Jesus said, “Or what woman having ten silver coins, if she loses one of them, does not light a lamp, sweep the house, and search carefully until she finds it? When she has found it, she calls together her friends and neighbors, saying, ‘Rejoice with me, for I have found the coin that I had lost.’” (Luke 15.8-9)
I read this yesterday—before the Democratic president candidate debate last night and before reading about President Trump’s speech last night in Baltimore.
The first impact was…all the celebration for a silver coin?

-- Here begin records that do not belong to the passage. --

PR #1972, opened 2020-02-15
feat(1710): Restart external and internal join case

tkyi:
## Context

Restarting a job that is part of a join workflow should work for internal and external parallel fork joins.

## Objective

This PR adds logic so internal and external joins should work.

## References

Related to #1710 

## License


plugins/builds/index.js
```diff
@@ -910,16 +953,46 @@ exports.register = (server, options, next) => {
                     const jobId = parentWorkflowGraph.nodes.find(node =>
                         node.name === trimJobName(externalJobName)).id;
                     // Get next build
-                    const nextBuild = finishedExternalBuilds.find(b => b.jobId === jobId);
+                    const nextBuild = finishedExternalBuilds.find(b => b.jobId === jobId
+                        && b.status === 'CREATED');
+                    const isRestartCase = finishedExternalBuilds.find(b => b.jobId === jobId
```
jithine: if I understand this correctly, this is`isRestartCaseWithSuccessfulBuild` any other scenario this build won't exist and `nextBuild` will be in `CREATED` state

plugins/builds/index.js
```diff
@@ -929,27 +1002,46 @@ exports.register = (server, options, next) => {
...
+
+                            const newEvent = await createExternalBuild({
+                                pipelineFactory,
+                                eventFactory,
+                                externalPipelineId: externalEvent.pipelineId,
+                                externalJobName,
+                                parentBuildId: build.id,
+                                parentBuilds: deepmerge.all([parentBuildsForJoin, parentBuilds]),
+                                causeMessage: `Triggered by sd@${pipelineId}:${currentJobName}`,
+                                parentEventId: event.id,
```
jithine: `parentEventId` for the external pipeline's event should be the event from which it was restarted, ie the original event where this external job's build failed.

plugins/builds/index.js
```diff
@@ -929,27 +1002,46 @@ exports.register = (server, options, next) => {
...
-                            username,
-                            scmContext,
-                            build: parentBuild, // this is the parentBuild for the next build
-                            baseBranch: event.baseBranch || null,
-                            parentBuilds: externalParentBuilds,
-                            parentBuildId: build.id,
-                            start: false
-                        });
+                        // if restart case, should create event
+                        if (isRestartCase) {
```
jithine: `isRestartCase` build very much specific to external join build restart scenario. We need a name to reflect it

plugins/builds/index.js
tkyi: the previous event could have had successful runs for the fork jobs and just failed during the join job

plugins/builds/index.js
tkyi: if you mean the event with the parent to the fork job that was restarted, I'm not sure if that makes sense

jithine: if `parentEventId` points to the external pipeline's event Id, then how can we associate the 2 events in original pipelines together ?

tkyi: so `parentEventId` will always only refer to events within the same pipeline?

tkyi: just seems a little inconsistent because if the main pipeline kicks off an external fork, I would expect the `parentEventId` to be the main pipeline.

jithine: so then do we need a different model field to group events in a pipeline other than `parentEventId` ?
If we keep `parentEventId` to strictly track the `eventId` of the build from which current builds is triggered - whether internal or external, then we need a different mechanism for grouping events together (for grouping events in same pipeline which is part of a `restart` situation)

jithine: This was not a problem without remote parallel join, since `parentEventId` can always track back to an event in same pipeline covering restart situation. But that's not so the case with parallel join. If we traverse back `parentEventId` we will get a situation like this.

`e1InternalPipeline -> e2ExternalPipeline(failed) -> e3ExtenalPipeline -> e2InternalPipeline`

Now grouping e1 & e1 in Internal Pipeline will not be possible with `parentEventId` spread across pipelines

tkyi: Yes, I think it would be ideal to use a different way to group events. We're currently overloading `parentEventId` to track restarted events as well as parallel fork joins. I think this can get kind of confusing.

jithine: agree we can tackle that when working on event grouping.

Joy unbounding? Really?
Then I realized, WHAT I THINK REALLY IS TOO SELF-SERVING AND BESIDE THE POINT. WHAT MATTERS IS THE IMPORTANCE OF THAT FOR THE WOMAN WHO FOUND HER COIN.
It was THAT important to her.
No less to us. Bold I say: I am not going to deny or keep hidden who I am and what’s important to me. For. YOU do not tell me who I am! No less, I don’t tell you who you are.
Of course, that was not always operative. As a 14-year-old I was told by three of my classmates, those with whom I had been in school nine years, that I was worth nothing. Sure. It more than impacted me. Make that devastated. For THEY crafted me to their image.
I realized as years became decades, their judgment was self-serving to them. But not to me.
I then read a declaration that seemed simple, yet it was motive-laced and inspiration beyond definition…from the theologian Paul Tillich: “You are accepted by God. The challenge to life and the guidance to living is to accept your acceptance.” And I add to it…don’t forget that.
So, if the found coin is important. Glee prevails.
And for each of you…no less for me. The huge challenge is to know who we are, who dat in the mirror?
And then. To live it out.
And then. I read the following from Tom Ehrich…
Okay. It’s about farming. But, it can be about…you fill in the blanks…who you are and what you do today…each day.
Hopefully. Prayerfully. The enthusiasm of the new day is more than you are still breathing. More than the sun rose. It’s to know you are accepted, the good and bad all wrapped up together. Unto itself it takes the drabness and tedium away. And, whether or not anyone is listening or looking, don’t hesitate to dance.
So. Wake up. As Tom puts it. To the new day. And don’t let anyone tell you who you are. That’s your challenge. And. No less. Mine…for me, Mark Henry Miller.
Sure hope so.
“As farming unfolds and I eagerly await the delivery of tractor implements, I think of myself as finding something I had lost. Not a silver coin, of course, and certainly not the fountain of youth. Rather, I am finding fresh enthusiasm for my days. Taking long walks wasn’t enough for me. The occasional EMT call wasn’t enough. I needed to wake up each day with work to do.”